● **Work instruction**:
Find every line below that contains the word "polling" and copy it out.

Data items:
PR #2810, opened 2021-04-12
Improve risk display in reset and error cases (EXPOSUREAPP-6356)

d4rken:
* https://github.com/corona-warn-app/cwa-app-android/commit/b290ddac793c1f78067848929beb4492ca25d0b6 fixes the initial calculation failed state on app reset by changing the "fallback value if there is no data" to LOW_RISK instead of CALCULATION_FAILED, which became an issue after changing CALCULATION_FAILED to be the dominant state.
* https://github.com/corona-warn-app/cwa-app-android/pull/2810/commits/02cbccae93ce6aacb072586960a0c33273778276 which changes the TracingRepo to call both tracing tasks when there is an error. Otherwise pressing the retry button wouldn't help if it was the presence tracing that failed last.

For testing you'd want to reset the app via in app reset, and play a bit with failed risk states (i.e. no internets).


Corona-Warn-App/src/main/java/de/rki/coronawarnapp/storage/TracingRepository.kt
```diff
@@ -91,29 +93,17 @@ class TracingRepository @Inject constructor(
...
-                )
+    fun refreshRiskResult() = scope.launch {
+        Timber.tag(TAG).d("refreshRiskResults()")
+
+        riskWorkScheduler.runRiskTasksNow()
+
+        taskController.submit(
+            DefaultTaskRequest(
+                RiskLevelTask::class,
+                originTag = "TracingRepository.refreshDiagnosisKeys()"
```
chiljamgossow, line 104: Should the tag be updated as well?

chiljamgossow (dismissed):
LGTM

Corona-Warn-App/src/main/java/de/rki/coronawarnapp/storage/TracingRepository.kt
d4rken: Yes, currently only affects logging though.

d4rken: Done.

chiljamgossow (approved):

chris-cwa (approved):
LGTM!

BMItr (approved):
code lgtm 👌 
nothing to complain

PR #2812, opened 2021-04-12
Event Creation - Self check-in flow (EXPOSUREAPP-6299)

jurajkusnier:
Fix self-check-in flow


chiljamgossow (approved):
Tested, LGTM

Corona-Warn-App/src/main/java/de/rki/coronawarnapp/ui/eventregistration/attendee/checkins/CheckInsFragment.kt
```diff
@@ -53,7 +53,8 @@ class CheckInsFragment : Fragment(R.layout.trace_location_attendee_checkins_frag
             factory as CheckInsViewModel.Factory
             factory.create(
                 savedState = savedState,
-                deepLink = navArgs.uri
+                deepLink = navArgs.uri,
+                cleanHistory = navArgs.cleanHistory
```
mtwalli, line 57: I think it is better if you call it `clearHistory`

mtwalli (approved):
Not a blocker , I think clearHistory is more suitable than cleanHistory

Corona-Warn-App/src/main/java/de/rki/coronawarnapp/ui/eventregistration/attendee/checkins/CheckInsFragment.kt
jurajkusnier: I have nothing against using `clear` vs `clean` it could be refactored later

PR #2814, opened 2021-04-13
Add unit test for PresenceTracingRiskRepository (EXPOSUREAPP-6332)

chiljamgossow:
Unit tests
Refactoring/ clean up 
Ensures only data from last 14 days are used
Correct assignment of latest matches to risk result


d4rken (approved):
lgtm

BMItr (approved):

PR #2818, opened 2021-04-13
Skeletons for new test result architecture (EXPOSUREAPP-6007)

d4rken:


Corona-Warn-App/src/main/java/de/rki/coronawarnapp/coronatest/CoronaTestRepo.kt
```diff
@@ -0,0 +1,50 @@
...
+import de.rki.coronawarnapp.coronatest.storage.CoronaTestStorage
+import de.rki.coronawarnapp.coronatest.type.CoronaTest
+import kotlinx.coroutines.flow.Flow
+import kotlinx.coroutines.flow.emptyFlow
+import timber.log.Timber
+import javax.inject.Inject
+import javax.inject.Singleton
+
+@Singleton
+class CoronaTestRepo @Inject constructor(
```
mtwalli, line 15: Please call it repository to be aligned with all ?

Corona-Warn-App/src/main/java/de/rki/coronawarnapp/coronatest/CoronaTestRepo.kt
```diff
@@ -0,0 +1,50 @@
...
+    private val server: CoronaTestServer,
+) {
+
+    val coronaTests: Flow<Set<CoronaTest>> = emptyFlow()
+
+    /**
+     * When this returns and there was no exception, the test was registered and a valid registrationToken obtained.
+     * Your new test should be available via **coronaTests**.
+     */
+    suspend fun registerTest(request: CoronaTestQRCode) {
```
mtwalli, line 26: should it return `registrationToken` ?

Corona-Warn-App/src/main/java/de/rki/coronawarnapp/coronatest/storage/CoronaTestStorage.kt
```diff
@@ -0,0 +1,23 @@
...
+@Singleton
+class CoronaTestStorage @Inject constructor() {
+
+    suspend fun load(): Set<CoronaTest> {
+        Timber.tag(TAG).d("load()")
+        throw NotImplementedError()
+    }
+
+    suspend fun save(tests: Set<CoronaTest>) {
+        Timber.tag(TAG).d("saveload(tests=%s)", tests)
```
mtwalli, line 17: `"save"`

Corona-Warn-App/src/main/java/de/rki/coronawarnapp/coronatest/storage/CoronaTestStorage.kt
```diff
@@ -0,0 +1,23 @@
...
+
+@Singleton
+class CoronaTestStorage @Inject constructor() {
+
+    suspend fun load(): Set<CoronaTest> {
+        Timber.tag(TAG).d("load()")
+        throw NotImplementedError()
+    }
+
+    suspend fun save(tests: Set<CoronaTest>) {
```
mtwalli, line 16: Do you always save a set of test?, I think it should be for one test

Corona-Warn-App/src/main/java/de/rki/coronawarnapp/coronatest/type/antigen/RapidAntigenCoronaTest.kt
```diff
@@ -0,0 +1,27 @@
...
+
+    override val type: CoronaTest.Type = CoronaTest.Type.RAPID_ANTIGEN
+
+    enum class State {
+        PENDING,
+        INVALID,
+        POSITIVE,
+        NEGATIVE,
+        EXPIRED,
+
```
mtwalli, line 24: extra line

axelherbstreith (dismissed):

Corona-Warn-App/src/main/java/de/rki/coronawarnapp/coronatest/type/pcr/PCRCoronaTest.kt
```diff
@@ -0,0 +1,25 @@
...
+) : CoronaTest {
+
+    override val type: CoronaTest.Type = CoronaTest.Type.PCR
+
+    enum class State {
+        PENDING,
+        INVALID,
+        POSITIVE,
+        NEGATIVE,
+        EXPIRED,
```
mtwalli, line 23: this was called `REDEEMED` not expired

Corona-Warn-App/src/main/java/de/rki/coronawarnapp/coronatest/qrcode/CoronaTestQRCode.kt
```diff
@@ -0,0 +1,30 @@
+package de.rki.coronawarnapp.coronatest.qrcode
+
+import android.os.Parcelable
+import de.rki.coronawarnapp.coronatest.type.CoronaTest
+import kotlinx.parcelize.Parcelize
+import org.joda.time.Instant
+
+sealed class CoronaTestQRCode : Parcelable {
```
mtwalli, line 8: does it have to be Parcelable ?

Corona-Warn-App/src/main/java/de/rki/coronawarnapp/coronatest/CoronaTestRepo.kt
d4rken: I don't see an immediate need, we are more flexible if all data retrieval the UI needs to do, is done via the `coronaTests` flow.
This will make it easier for us to make test registration async in the future (without internet).

Corona-Warn-App/src/main/java/de/rki/coronawarnapp/coronatest/storage/CoronaTestStorage.kt
d4rken: It's always a set, it's a snapshot of the current tests. The tests will live inside a flow  while the app is running,  via `HotDataFlow`, always in memory. On data change the snapshot will be updated via `save` and when the app was killed, they will be restored via `load`.

Corona-Warn-App/src/main/java/de/rki/coronawarnapp/coronatest/qrcode/CoronaTestQRCode.kt
d4rken: Not guaranteed in the final version, but for the purpose of us parallelising work, it should be for now. Navigation is not fully clear yet, and when switching to different screens @axelherbstreith has the option of passing the scanned QR Code along and completing the flow without requiring to scan again, or to persist the data to disk, giving him a lot of flexibility when working on the UI flow.

mtwalli (approved):
👍🏼

axelherbstreith (approved):

PR #2819, opened 2021-04-13
Poster Text -  Roboto font (DEV)

mtwalli:
Set text font family as robots , so it is not changed to the default system font
Screenshot 2021-04-13 at 13 46 30


harambasicluka (dismissed):

axelherbstreith (approved):
Lgtm

harambasicluka (approved):

PR #2824, opened 2021-04-13
Corona test result fetching, storage & wiring (EXPOSUREAPP-6007)

d4rken:
* This PR replaces the mix of SharedPreference properties used to store the data related to the current PCR test with a `CoronaTestRepository` that allows to work with implementations of `CoronaTest`.
* Each `CoronaTest` has a `CoronaTestProcessor` that hides the test specific actions
* Any test related actions are performed via the repository, access to the current test data is only possible via `Flow<Set<CoronaTest>>` to allow threadsafe observation from various areas of the app.
* `CoronaTestMigration` will take the old data and construct a `data class PCRTest : CoronaTest` out of it, after that has been stored in the new `CoronaTestStorage` the old attributes are deleted.
* The tests themselves are stored in memory via a `HotDataFlow<Set<CoronaTest>>`. This flow is observed and on every data change a new snapshot of the data classes is serialized and persisted. The last snapshots is loaded from storage and used to initialize `HotDataFlow` if our app is killed.
* On migration of old data, the user may see the app refreshing the tests for a short moment or `PENDING` if  there is no internet until we were able to determine the current test result state for the migrated test data.

- [ ] Unit tests for migration
- [ ] Unit tests for processors
- [ ] Unit tests for repo
- [ ] Unit tests for storage
- [ ] Implement `State` determination within new test data classes
- [ ] Refactor remaining access to old test attributes
- [ ] Implement specific repository methods for updating test properties (viewed/consent etc)


Corona-Warn-App/src/main/java/de/rki/coronawarnapp/coronatest/type/CoronaTestProcessor.kt
```diff
@@ -0,0 +1,14 @@
...
+interface CoronaTestProcessor {
+
+    val type: CoronaTest.Type
+
+    suspend fun create(data: CoronaTestQRCode): CoronaTest
+
+    suspend fun markSubmitted(test: CoronaTest): CoronaTest
+
+    suspend fun pollServer(test: CoronaTest): CoronaTest
+}
```
mtwalli, line 21: Can we use generics ? 
```kotlin 
interface CoronaTestProcessor<C : CoronaTestQRCode, T : CoronaTest> {

    val type: CoronaTest.Type

    suspend fun create(data: C): T

    suspend fun markSubmitted(test: T): T

    suspend fun pollServer(test: T): T
}
```

and then in derived Processors we won't need to cast:

```kotlin 
class PCRProcessor @Inject constructor(
    private val verificationServer: VerificationServer,
) : CoronaTestProcessor<CoronaTestQRCode.PCR, PCRCoronaTest> {

    override val type: CoronaTest.Type = CoronaTest.Type.PCR

    override suspend fun create(data: CoronaTestQRCode.PCR): PCRCoronaTest {
    }

    override suspend fun markSubmitted(test: PCRCoronaTest): PCRCoronaTest {
       
    }

    override suspend fun pollServer(test: PCRCoronaTest): PCRCoronaTest {
    }
}
```

Corona-Warn-App/src/main/java/de/rki/coronawarnapp/coronatest/migration/CoronaTestMigration.kt
```diff
@@ -0,0 +1,85 @@
...
+        val testResultNotificationSent = tracingSettings.isTestResultAvailableNotificationSent
+        Timber.tag(TAG).v("testResultNotificationSent=%s", testResultNotificationSent)
+
+        val legacyPCRTest = PCRCoronaTest(
+            testGUID = LEGACY_GUID,
+            registrationToken = token,
+            registeredAt = devicePairingSuccessfulAt,
+            testResult = when (isAllowedToSubmitKeys) {
+                true -> CoronaTestResult.PCR_POSITIVE
+                else -> CoronaTestResult.PCR_OR_RAT_PENDING
```
mtwalli, line 59: What about other testResult cases such as Negative, ...?

Corona-Warn-App/src/main/java/de/rki/coronawarnapp/coronatest/migration/CoronaTestMigration.kt
```diff
@@ -0,0 +1,85 @@
...
+import de.rki.coronawarnapp.coronatest.type.RegistrationToken
+import de.rki.coronawarnapp.coronatest.type.pcr.PCRCoronaTest
+import de.rki.coronawarnapp.storage.TracingSettings
+import de.rki.coronawarnapp.submission.SubmissionSettings
+import de.rki.coronawarnapp.util.CWADebug
+import timber.log.Timber
+import javax.inject.Inject
+
+@Reusable
+class CoronaTestMigration @Inject constructor(
```
mtwalli, line 15: `PCRTestMigration` ?

Corona-Warn-App/src/main/java/de/rki/coronawarnapp/coronatest/migration/CoronaTestMigration.kt
```diff
@@ -0,0 +1,85 @@
...
+        tracingSettings.deleteLegacyTestData()
+    }
+
+    companion object {
+        private const val TAG = "CoronaTestMigration"
+
+        /**
+         * We only use this for identification
+         */
+        private const val LEGACY_GUID = "legacy-guid"
```
mtwalli, line 83: "legacy-pcr-guid" ?  As I understand this GUID is used  the HotFlow Map , it is better to distinguish it as PCR

Corona-Warn-App/src/main/java/de/rki/coronawarnapp/coronatest/CoronaTestRepositoryExtensions.kt
```diff
@@ -0,0 +1,26 @@
+package de.rki.coronawarnapp.coronatest
+
+import de.rki.coronawarnapp.coronatest.type.CoronaTest
+import de.rki.coronawarnapp.coronatest.type.pcr.PCRCoronaTest
+import de.rki.coronawarnapp.coronatest.type.rapidantigen.RapidAntigenCoronaTest
+import kotlinx.coroutines.flow.Flow
+import kotlinx.coroutines.flow.distinctUntilChanged
+import kotlinx.coroutines.flow.map
+
+val CoronaTestRepository.latestPCRT: Flow<PCRCoronaTest?>
```
mtwalli, line 10: Since this our implementation, and it is part of the repository core functionality I prefer  to move this to the repo as regular properties not an extensions what do you think?

Corona-Warn-App/src/main/java/de/rki/coronawarnapp/coronatest/server/VerificationServer.kt
```diff
@@ -96,5 +102,7 @@ class VerificationServer @Inject constructor(
         const val PADDING_LENGTH_BODY_TAN = 31 + VERIFICATION_BODY_FILL
         const val PADDING_LENGTH_BODY_TAN_FAKE = 31 + VERIFICATION_BODY_FILL
         const val DUMMY_REGISTRATION_TOKEN = "11111111-2222-4444-8888-161616161616"
+
+        const val TAG = "VerificationServer"
```
mtwalli, line 106: private

Corona-Warn-App/src/main/java/de/rki/coronawarnapp/coronatest/storage/CoronaTestStorage.kt
```diff
@@ -1,23 +1,64 @@
...
 
+    var coronaTests: Collection<CoronaTest>
+        get() {
+            Timber.tag(TAG).d("load()")
+            val raw = prefs.getString(PKEY_TESTDATA, null) ?: return emptySet()
+            val tests: List<CoronaTest> = gson.fromJson(raw, typeToken)
+            tests.forEach {
+                Timber.tag(TAG).v("Loaded: %s", it)
+                requireNotNull(it.testGUID)
+            }
```
mtwalli, line 49: I think you can print it directly , I assume it will crash anyway if the parser tried to assign nullable value to non nullable GUID property

Corona-Warn-App/src/main/java/de/rki/coronawarnapp/coronatest/type/CoronaTest.kt
```diff
@@ -2,14 +2,29 @@ package de.rki.coronawarnapp.coronatest.type
...
     val testGUID: CoronaTestGUID
-    val registrationToken: RegistrationToken
     val type: Type
-    val isRefreshing: Boolean
+
+    val registeredAt: Instant
+    val registrationToken: RegistrationToken
+
+    val isProcessing: Boolean
+    val lastError: Throwable?
```
mtwalli, line 15: Do you need to persist those values?

mtwalli:
In general looks good , I like the separation for  handling test lifecycle

Corona-Warn-App/src/main/java/de/rki/coronawarnapp/coronatest/type/CoronaTestProcessor.kt
d4rken: That was my first implementation :smile:. I tried that for an hour and gave up. I didn't manage to get the magic combination of `@JvmSupressWildcards` working. You are very welcome to try it, I'm very curious to know what I overlooked when trying it.

Corona-Warn-App/src/main/java/de/rki/coronawarnapp/coronatest/migration/CoronaTestMigration.kt
d4rken: The existing data does not does not tell us about any other cases. We only know that when the user is allowed to submit keys, they had a positive result, in all other cases we have to set it to `PENDING` so the app polls the server for the actual result again.

Corona-Warn-App/src/main/java/de/rki/coronawarnapp/coronatest/migration/CoronaTestMigration.kt
d4rken: The only mandatory requirement for it, is to be different from an actual corona test guid (which are UUIDs). I'll use your suggestion though.

Corona-Warn-App/src/main/java/de/rki/coronawarnapp/coronatest/CoronaTestRepositoryExtensions.kt
d4rken: I'd prefer to keep the allowed I/O operations on the repo minimal. This is just a helper method to filter the tests for a specific one. Adding specific flows for each test type to the repo feels like API bloat.

Corona-Warn-App/src/main/java/de/rki/coronawarnapp/coronatest/type/CoronaTest.kt
d4rken: Not in storage, but in memory.
These reflect state and errors during polling (will rename name later when less conflict potential).
If the app dies and we are no longer in memory, then on next launch it's initialised again (when our app dies we are also no longer polling the server :grin:).

The error is used by the UI currently to show a dialog somewhere so "per app session" works ok here too. The subclasses should have this annotated with `@Transient`.

Corona-Warn-App/src/main/java/de/rki/coronawarnapp/coronatest/storage/CoronaTestStorage.kt
d4rken: In certain edge cases it is possible to get invalid data, i.e. writing "empty data", and GSON will happily created a class instance and set non-nullable properties to null. This will only throw an exception when accessed.

Printing the object via Timber does not guarantee that the properties are evaluated, especially as the `it` will only be `it.toString()` if logging is actually enabled.

So the safer bet is to just access a specific attribute that should never be null.

In the previous case (I think exposure detection tracker), the issue of "empty data being deserialized" was likely caused writing to files directly and a buffer not being flushed. That's why I also used SharedPreference here, so we don't do direct file access. The previous issue was very very difficult to debug (https://github.com/corona-warn-app/cwa-app-android/pull/1715) due to our limited crashing tracking abilities, and was hotfixed in production.

To not be bitten by that again I'm doing the check here, to crash early, instead when the values are accessed later, which generates weird stacktraces.

chris-cwa (dismissed):

mtwalli:
I got a crash while registering a test:
```
2021-04-16 11:58:09.770 27053-27144/de.rki.coronawarnapp.test E/AndroidRuntime: FATAL EXCEPTION: DefaultDispatcher-worker-12 @coroutine#874
    Process: de.rki.coronawarnapp.test, PID: 27053
    java.lang.IllegalStateException: No test of type PCR available
        at de.rki.coronawarnapp.submission.SubmissionRepository$giveConsentToSubmission$1.invokeSuspend(SubmissionRepository.kt:50)
        at kotlinx.coroutines.DispatchedTask.run(DispatchedTask.kt:106)
        at kotlinx.coroutines.scheduling.CoroutineScheduler$Worker.executeTask(CoroutineScheduler.kt:750)
```

d4rken:
> I got a crash while registering a test:

Currently expected, test registration will only work after additional PRs from other team members.
Because some data (like consent) is stored "per test", we need to forward the data until we can actually create the test (with QR Code). 

I can make it not crash, but I think it does not matter, because it will not be able to register a test until PRs from @chiljamgossow @axelherbstreith  and @SamuraiKek are merged.

SamuraiKek:
> I can make it not crash, but I think it does not matter, because it will not be able to register a test until PRs from @chiljamgossow @axelherbstreith and @SamuraiKek are merged.

I'm not sure if my PR would need to be merged for this to work. I think I would actually need to be able to register a test in order to test my PR.

d4rken:
I fixed the crashes, and registering a PCR test will now work, consent is hardcoded for now, this will be fixed by  @SamuraiKek .
Also fixed an issue with storing the tests, and a collision between `stableId`s on the homescreen.

chiljamgossow (approved):

chris-cwa (approved):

● **Response box**:
These reflect state and errors during polling (will rename name later when less conflict potential).
If the app dies and we are no longer in memory, then on next launch it's initialised again (when our app dies we are also no longer polling the server :grin:).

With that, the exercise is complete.